Some hard cheeses are then heated to temperatures in the range of 35–55 °C (95–131 °F). This forces more whey from the cut curd. It also changes the taste of the finished cheese, affecting both the bacterial culture and the milk chemistry. Cheeses that are heated to the higher temperatures are usually made with thermophilic starter bacteria that survive this step—either Lactobacilli or Streptococci.
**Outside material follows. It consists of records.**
PR #1110, opened 2024-01-07
Tune compressible

jberkenbilt:
@m-holger Here's an enhancement to your PR #1109 that also improves upon the generation > 0 test for object streams and adds some expected fail tests for qpdf's broken generation handling.


jberkenbilt:
@m-holger would love your thoughts on the code changes; still tweaking the test files.

jberkenbilt:
I'm going to hold 11.8.0 until I have a chance to think about how to fix this generation bug.

jberkenbilt:
Even with my making this very slightly worse, it's still a big performance change. @m-holger I'm a little worried that you're going to make qpdf so fast that it is going to run in negative time. Then it will be faster to run qpdf than not to run it, and somce I spend most of my time not running qpdf, so I'm not sure how that's going to affect things. (But seriously, this is a great change.)

jberkenbilt:
> Even with my making this very slightly worse, it's still a big performance change.

Actually, it seems inconsistent. Most things got faster.  A few things got a little slower. I think object stream preservation and generation are faster and a few other things are within the margin of error. It appears to be a net positive change. I'll go ahead and merge this once through CI, but since I'm holding 11.8, there's time to tweak if you feel like you want to. I think the code as modified should better handle the dangling reference case. Hopefully when I fix the bug, a bunch of xfail cases will start passing.

jberkenbilt:
I think the fix is going to be something vaguely like removing any older generations from the xref table and cache when inserting an object with generation > 0. A better fix might be to make the xref table and cache indexed only by object ID but to handle generations in a sensible way so that accessing an object by the wrong generation fails. Anyway, I'll have to give it some thought. I bet changing the index of xref_table and obj_cache to int would improve performance too.

jberkenbilt:
@m-holger Even though this is merged (it's better than what was there before), feel free to suggest tweaks.

PR #1111, opened 2024-01-07
Bug fix: treat old generations of reused objects as null

jberkenbilt:
This is a partial fix to the problem of deleted/reused objects. It handles the case when they're reused, but not the case when they're deleted and not reused. I'm going to create a test case for that and update this.


jberkenbilt:
cc @m-holger

jberkenbilt:
I think it's right now.

jberkenbilt:
@m-holger I this fixes the generation bug. I will await your comments on this and #1110 before releasing. In any case, I won't release today -- I need to let my head people have at least one night to process this.

jberkenbilt:
(@m-holger last message from me for now -- just letting you know that you can look at this tomorrow if you want -- I know it's late for you. If you don't have time to look at it, I will proceed after hearing that.)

Salt has roles in cheese besides adding a salty flavor. It preserves cheese from spoiling, draws moisture from the curd, and firms cheese’s texture in an interaction with its proteins. Some cheeses are salted from the outside with dry salt or brine washes. Most cheeses have the salt mixed directly into the curds.

 
Cheese factory in the Netherlands

Other techniques influence a cheese's texture and flavor. Some examples are :

  • Stretching: (Mozzarella, Provolone) The curd is stretched and kneaded in hot water, developing a stringy, fibrous body.
  • Cheddaring: (Cheddar, other English cheeses) The cut curd is repeatedly piled up, pushing more moisture away. The curd is also mixed (or milled) for a long time, taking the sharp edges off the cut curd pieces and influencing the final product's texture.
  • Washing: (Edam, Gouda, Colby) The curd is washed in warm water, lowering its acidity and making for a milder-tasting cheese.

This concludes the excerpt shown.